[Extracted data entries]
Issue #5001, opened 2022-04-26
Add cypress UI tests around the Service Details page


lucasponce:
Subtask for https://github.com/kiali/kiali/issues/4854 Epic

PR #5004, opened 2022-04-26
[cypress] Service Details: Request Routing Wizard tests

lucasponce:
Related to https://github.com/kiali/kiali/issues/5001

I've elaborated a "Wizard" test as they are typically complex with modals, forms, confirmation, etc.

Then it may work as an example for other Wizards and Service Details tests.

I cc @hhovsepy as he also battled a lot with the automation of these UI tests in the past.

### DIFF
--- a/frontend/cypress/integration/featureFiles/wizard_request_routing.feature
+++ b/frontend/cypress/integration/featureFiles/wizard_request_routing.feature
@@ -1,0 +1,55 @@
+Feature: Service Details Wizard: Request Routing
+
+  User navigates to the service details page and open the Kiali Wizard to generate a Request Routing scenario.
+
+  Background:
+    Given user is at administrator perspective
+
+  @wizard-request-routing
+  Scenario: Create a Request Routing scenario
+    When user opens the namespace "bookinfo" and "reviews" service details page
+    And user clicks in the "Request Routing" actions
+    And user sees the "Create Request Routing" wizard
+    And user clicks in the "Request Matching" tab
+    And user clicks in the "headers" request matching dropdown
+    And user types "end-user" in the matching header input
+    And user clicks in the "exact" match value dropdown
+    And user types "jason" in the match value input
+    And user adds a match
+    And user clicks in the "Route To" tab
+    And user types "100" traffic weight in the "reviews-v2" workload
+    And user adds a route
+    And user clicks in the "Request Matching" tab
+    And user clicks in "headers [end-user] exact jason" matching selected
+    And user clicks in the "Route To" tab
+    And user types "100" traffic weight in the "reviews-v3" workload
+    And user adds a route
+    And user previews the configuration
+    And user creates the configuration
+    Then user sees the "Istio Config" table with 2 rows
+
+  @wizard-request-routing
+  Scenario: See a DestinationRule generated
+    When user clicks in the "Istio Config" table "DR" badge "reviews" name row link
+    Then user sees the "kind: DestinationRule" regex in the editor
+    And user sees the "bookinfo" "reviews" "service" reference
+    And user sees the "bookinfo" "reviews-v1" "workload" reference
+    And user sees the "bookinfo" "reviews-v2" "workload" reference
+    And user sees the "bookinfo" "reviews-v3" "workload" reference
+    And user sees the "bookinfo" "reviews" "virtualservice" reference
+
+  @wizard-request-routing
+  Scenario: See a VirtualService generated
+    When user clicks in the "bookinfo" "reviews" "virtualservice" reference
+    Then user sees the "kind: VirtualService" regex in the editor
+    And user sees the "bookinfo" "reviews" "service" reference
+    And user sees the "bookinfo" "reviews" "destinationrule" reference
+    And user sees the "end-user:[\n ]*exact: jason" regex in the editor
+
+  ## @wizard-request-routing
+  Scenario: Delete the Request Routing scenario
+    When user opens the namespace "bookinfo" and "reviews" service details page
+    And user clicks in the "Delete Traffic Routing" actions
+    And user confirms delete the configuration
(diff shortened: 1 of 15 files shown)


frontend/cypress/integration/featureFiles/wizard_request_routing.feature
```diff
@@ -0,0 +1,37 @@
...
+    And user clicks in the "Request Matching" tab
+    And user clicks in "headers [end-user] exact jason" matching selected
+    And user clicks in the "Route To" tab
+    And user types "100" traffic weight in the "reviews-v3" workload
+    And user adds a route
+    And user previews the configuration
+    And user creates the configuration
+    Then user sees a table with headings
+      | Name | Status |
+    And table length should be 2
```
hhovsepy, line 31: is it supposed to verify the content of created DR and VS? 
also to make sure that correct traffic weights are set

lucasponce: +1

Perhaps I can check that in a new scenario (in that file), before deleting the generated Istio Config.

I'll update the test.

lucasponce: I've updated the scenarios, not 100% completed but it expands to navigate to the details and perform some checks in the references and the lines.

P.S.: Parsing the ACE editor is "interesting" :D

lucasponce:
I'm still working in the intermittent errors I see.

frontend/cypress/integration/featureFiles/wizard_request_routing.feature
```diff
@@ -0,0 +1,52 @@
...
+  User navigates to the service details page and open the Kiali Wizard to generate a Request Routing scenario.
+
+  Background:
+    Given user is at administrator perspective
+
+  @wizard-request-routing
+  Scenario: Create a Request Routing scenario
+    When user opens the namespace "bookinfo" and "reviews" service details page
+    And user clicks in the "Request Routing" actions
+    And user sees the "Create Request Routing" wizard
```
hhovsepy, line 12: Should't there be pre-condition to remove existing routing first if exists?

frontend/cypress/integration/featureFiles/wizard_request_routing.feature
lucasponce: I don't think is good to combine REST API calls (or system calls like the kubectl) in the UI test.

If that API is private, I think that the UI test should be solid and support that the private API can change without affecting the test.

But in the same way we have introduced the "data-test" attribute, I think we can add a helper in the UI that would simplify to check and parse the resulting object.

frontend/cypress/integration/featureFiles/wizard_request_routing.feature
```diff
@@ -0,0 +1,52 @@
...
+    Then user sees the "bookinfo" "reviews" "service" reference
+    And user sees the "bookinfo" "reviews" "destinationrule" reference
+    And user sees the "end-user:" and "exact: jason" lines in the editor
+
+  @wizard-request-routing
+  Scenario: Delete the Request Routing scenario
+    When user clicks in the "bookinfo" "reviews" "service" reference
+    And user clicks in the "Delete Traffic Routing" actions
+    And user deletes the configuration
+
```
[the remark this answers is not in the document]
lucasponce: +1 good point, yes, if some element fails, Kiali won't probably delete the config, so it needs an assert there.

frontend/cypress/integration/featureFiles/wizard_request_routing.feature
lucasponce: I assumed that the state was correct at the beginning of the test, and at the end of the test, the state was in the same position.

Otherwise, we'll need to add extra calls to update/delete config that with that assumption is shouldn't be necessary (and I guess it will add more rounds to our pipelines).

frontend/cypress/integration/featureFiles/wizard_request_routing.feature
lucasponce: I've addressed this within the dom, the "text()" invoke in an inner content "div" used by the ACE editor works reasonably well to make assertions (and no need to add extra overhead to that component).

lucasponce:
@hhovsepy I'm checking the flaky tests but I've updated the tests, let me know how it looks.

One pending comment I haven't addressed is to ensure all the config is deleted before the test runs.

I think that can be commented on in a future iteration, I'm assuming that the test cluster is with the state that is populated with the initial setup, and any test should keep that state.

Perhaps when this "corpus" grows we can adjust this.

frontend/cypress/integration/featureFiles/wizard_request_routing.feature
lucasponce: > but one thing still is not clear for me, the step "And user types "100" traffic weight in the "reviews-v2" workload" on "Request Routing", is there wizard logic change?

lucasponce: I mean, this component:
image

The test introduces the weight in the "input text" for simplicity

lucasponce: Thanks for the review Hayk; I'm still working on a flaky test, it seems that I have a race condition.
I'll send some changes to see if it improves the testing in the CI, but It won't change the logic of the testing.

hhovsepy (approved):

lucasponce:
@nrfox @ScriptingShrimp any comment about this PR?

As usual, this is just an example in that area (Wizards) that is typically complex and I wanted to prepare something that may help as an example for other tests.

But I expect these tests will be pretty dynamic as soon as we work on these features.

lucasponce:
Merging to consolidate, for any comment we can add a follow-up work.
Also, it's expected that there will be a high maintenance of these tests when we consolidate the PF4 work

_Your instructions_
Every line of the data above is to be repeated exactly.

_Exercise response_
Issue #5001, opened 2022-04-26
Add cypress UI tests around the Service Details page


lucasponce:
Subtask for https://github.com/kiali/kiali/issues/4854 Epic

PR #5004, opened 2022-04-26
[cypress] Service Details: Request Routing Wizard tests

lucasponce:
Related to https://github.com/kiali/kiali/issues/5001

I've elaborated a "Wizard" test as they are typically complex with modals, forms, confirmation, etc.

Then it may work as an example for other Wizards and Service Details tests.

I cc @hhovsepy as he also battled a lot with the automation of these UI tests in the past.

### DIFF
--- a/frontend/cypress/integration/featureFiles/wizard_request_routing.feature
+++ b/frontend/cypress/integration/featureFiles/wizard_request_routing.feature
@@ -1,0 +1,55 @@
+Feature: Service Details Wizard: Request Routing
+
+  User navigates to the service details page and open the Kiali Wizard to generate a Request Routing scenario.
+
+  Background:
+    Given user is at administrator perspective
+
+  @wizard-request-routing
+  Scenario: Create a Request Routing scenario
+    When user opens the namespace "bookinfo" and "reviews" service details page
+    And user clicks in the "Request Routing" actions
+    And user sees the "Create Request Routing" wizard
+    And user clicks in the "Request Matching" tab
+    And user clicks in the "headers" request matching dropdown
+    And user types "end-user" in the matching header input
+    And user clicks in the "exact" match value dropdown
+    And user types "jason" in the match value input
+    And user adds a match
+    And user clicks in the "Route To" tab
+    And user types "100" traffic weight in the "reviews-v2" workload
+    And user adds a route
+    And user clicks in the "Request Matching" tab
+    And user clicks in "headers [end-user] exact jason" matching selected
+    And user clicks in the "Route To" tab
+    And user types "100" traffic weight in the "reviews-v3" workload
+    And user adds a route
+    And user previews the configuration
+    And user creates the configuration
+    Then user sees the "Istio Config" table with 2 rows
+
+  @wizard-request-routing
+  Scenario: See a DestinationRule generated
+    When user clicks in the "Istio Config" table "DR" badge "reviews" name row link
+    Then user sees the "kind: DestinationRule" regex in the editor
+    And user sees the "bookinfo" "reviews" "service" reference
+    And user sees the "bookinfo" "reviews-v1" "workload" reference
+    And user sees the "bookinfo" "reviews-v2" "workload" reference
+    And user sees the "bookinfo" "reviews-v3" "workload" reference
+    And user sees the "bookinfo" "reviews" "virtualservice" reference
+
+  @wizard-request-routing
+  Scenario: See a VirtualService generated
+    When user clicks in the "bookinfo" "reviews" "virtualservice" reference
+    Then user sees the "kind: VirtualService" regex in the editor
+    And user sees the "bookinfo" "reviews" "service" reference
+    And user sees the "bookinfo" "reviews" "destinationrule" reference
+    And user sees the "end-user:[\n ]*exact: jason" regex in the editor
+
+  ## @wizard-request-routing
+  Scenario: Delete the Request Routing scenario
+    When user opens the namespace "bookinfo" and "reviews" service details page
+    And user clicks in the "Delete Traffic Routing" actions
+    And user confirms delete the configuration
(diff shortened: 1 of 15 files shown)


frontend/cypress/integration/featureFiles/wizard_request_routing.feature
```diff
@@ -0,0 +1,37 @@
...
+    And user clicks in the "Request Matching" tab
+    And user clicks in "headers [end-user] exact jason" matching selected
+    And user clicks in the "Route To" tab
+    And user types "100" traffic weight in the "reviews-v3" workload
+    And user adds a route
+    And user previews the configuration
+    And user creates the configuration
+    Then user sees a table with headings
+      | Name | Status |
+    And table length should be 2
```
hhovsepy, line 31: is it supposed to verify the content of created DR and VS? 
also to make sure that correct traffic weights are set

lucasponce: +1

Perhaps I can check that in a new scenario (in that file), before deleting the generated Istio Config.

I'll update the test.

lucasponce: I've updated the scenarios, not 100% completed but it expands to navigate to the details and perform some checks in the references and the lines.

P.S.: Parsing the ACE editor is "interesting" :D

lucasponce:
I'm still working in the intermittent errors I see.

frontend/cypress/integration/featureFiles/wizard_request_routing.feature
```diff
@@ -0,0 +1,52 @@
...
+  User navigates to the service details page and open the Kiali Wizard to generate a Request Routing scenario.
+
+  Background:
+    Given user is at administrator perspective
+
+  @wizard-request-routing
+  Scenario: Create a Request Routing scenario
+    When user opens the namespace "bookinfo" and "reviews" service details page
+    And user clicks in the "Request Routing" actions
+    And user sees the "Create Request Routing" wizard
```
hhovsepy, line 12: Should't there be pre-condition to remove existing routing first if exists?

frontend/cypress/integration/featureFiles/wizard_request_routing.feature
lucasponce: I don't think is good to combine REST API calls (or system calls like the kubectl) in the UI test.

If that API is private, I think that the UI test should be solid and support that the private API can change without affecting the test.

But in the same way we have introduced the "data-test" attribute, I think we can add a helper in the UI that would simplify to check and parse the resulting object.

frontend/cypress/integration/featureFiles/wizard_request_routing.feature
```diff
@@ -0,0 +1,52 @@
...
+    Then user sees the "bookinfo" "reviews" "service" reference
+    And user sees the "bookinfo" "reviews" "destinationrule" reference
+    And user sees the "end-user:" and "exact: jason" lines in the editor
+
+  @wizard-request-routing
+  Scenario: Delete the Request Routing scenario
+    When user clicks in the "bookinfo" "reviews" "service" reference
+    And user clicks in the "Delete Traffic Routing" actions
+    And user deletes the configuration
+
```
[the remark this answers is not in the document]
lucasponce: +1 good point, yes, if some element fails, Kiali won't probably delete the config, so it needs an assert there.

frontend/cypress/integration/featureFiles/wizard_request_routing.feature
lucasponce: I assumed that the state was correct at the beginning of the test, and at the end of the test, the state was in the same position.

Otherwise, we'll need to add extra calls to update/delete config that with that assumption is shouldn't be necessary (and I guess it will add more rounds to our pipelines).

frontend/cypress/integration/featureFiles/wizard_request_routing.feature
lucasponce: I've addressed this within the dom, the "text()" invoke in an inner content "div" used by the ACE editor works reasonably well to make assertions (and no need to add extra overhead to that component).

lucasponce:
@hhovsepy I'm checking the flaky tests but I've updated the tests, let me know how it looks.

One pending comment I haven't addressed is to ensure all the config is deleted before the test runs.

I think that can be commented on in a future iteration, I'm assuming that the test cluster is with the state that is populated with the initial setup, and any test should keep that state.

Perhaps when this "corpus" grows we can adjust this.

frontend/cypress/integration/featureFiles/wizard_request_routing.feature
lucasponce: > but one thing still is not clear for me, the step "And user types "100" traffic weight in the "reviews-v2" workload" on "Request Routing", is there wizard logic change?

lucasponce: I mean, this component:
image

The test introduces the weight in the "input text" for simplicity

lucasponce: Thanks for the review Hayk; I'm still working on a flaky test, it seems that I have a race condition.
I'll send some changes to see if it improves the testing in the CI, but It won't change the logic of the testing.

hhovsepy (approved):

lucasponce:
@nrfox @ScriptingShrimp any comment about this PR?

As usual, this is just an example in that area (Wizards) that is typically complex and I wanted to prepare something that may help as an example for other tests.

But I expect these tests will be pretty dynamic as soon as we work on these features.

lucasponce:
Merging to consolidate, for any comment we can add a follow-up work.
Also, it's expected that there will be a high maintenance of these tests when we consolidate the PF4 work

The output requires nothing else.